## Source data
Issue #3045, opened 2015-09-16
Form validation issues


miniskulljob:
Hi.

The new form validation shorthand has some issues. Check out [this JSFiddle](http://jsfiddle.net/miniskulljob/Lcfg0rv0/). In it, I have used the two methods: the conventional one, and the shorthand. Conventional works fine, but the shorthand always returns a success, even if the field is empty.
Another issue is that both methods call two times the result function, `onSuccess` or `onFailure`.

jlukic:
Yeah... I'm not sure why this obvious case isnt working.. grr...

maturano:
I made a PR that I believe solve this issue[*]. You can see the result here: https://jsbin.com/xahide/3/edit?html,console,output

[*]: Although I don't know what I'm doing :sweat_smile:

miniskulljob:
Yeah, seems like it works, but it isn't using the official repos from semantic.org, maybe there's something different...
And, in your jsbin, the result function is called two times too.

jlukic:
I'll try to take a look at this soon.

maturano:
@miniskulljob 
> but it isn't using the official repos from semantic.org

That's right. Is using the version of my fork, just for test the patch.

> And, in your jsbin, the result function is called two times too

It seems that something has changed at this time. Also your JSFiddle change; both cases doesn't works, now generate the error `TypeError: range.indexOf is not a function` (confirm please)

This PR solve this new error... I keep watching

federicotarantino:
Hi,
related to this issue, i suggest implementing range logic also on "decimal" rule.
In my project I create a "range" rule that work with integer and decimal.

jlukic:
I believe this was fixed but mistagged.

PR #3053, opened 2015-09-17
[form] Fix integer validation

maturano:
fix issue #3045


jlukic:
Thanks this is clear.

## Task requirements
Copy out all of the lines above exactly.

## Exercise result
Issue #3045, opened 2015-09-16
Form validation issues


miniskulljob:
Hi.

The new form validation shorthand has some issues. Check out [this JSFiddle](http://jsfiddle.net/miniskulljob/Lcfg0rv0/). In it, I have used the two methods: the conventional one, and the shorthand. Conventional works fine, but the shorthand always returns a success, even if the field is empty.
Another issue is that both methods call two times the result function, `onSuccess` or `onFailure`.

jlukic:
Yeah... I'm not sure why this obvious case isnt working.. grr...

maturano:
I made a PR that I believe solve this issue[*]. You can see the result here: https://jsbin.com/xahide/3/edit?html,console,output

[*]: Although I don't know what I'm doing :sweat_smile:

miniskulljob:
Yeah, seems like it works, but it isn't using the official repos from semantic.org, maybe there's something different...
And, in your jsbin, the result function is called two times too.

jlukic:
I'll try to take a look at this soon.

maturano:
@miniskulljob 
> but it isn't using the official repos from semantic.org

That's right. Is using the version of my fork, just for test the patch.

> And, in your jsbin, the result function is called two times too

It seems that something has changed at this time. Also your JSFiddle change; both cases doesn't works, now generate the error `TypeError: range.indexOf is not a function` (confirm please)

This PR solve this new error... I keep watching

federicotarantino:
Hi,
related to this issue, i suggest implementing range logic also on "decimal" rule.
In my project I create a "range" rule that work with integer and decimal.

jlukic:
I believe this was fixed but mistagged.

PR #3053, opened 2015-09-17
[form] Fix integer validation

maturano:
fix issue #3045


jlukic:
Thanks this is clear.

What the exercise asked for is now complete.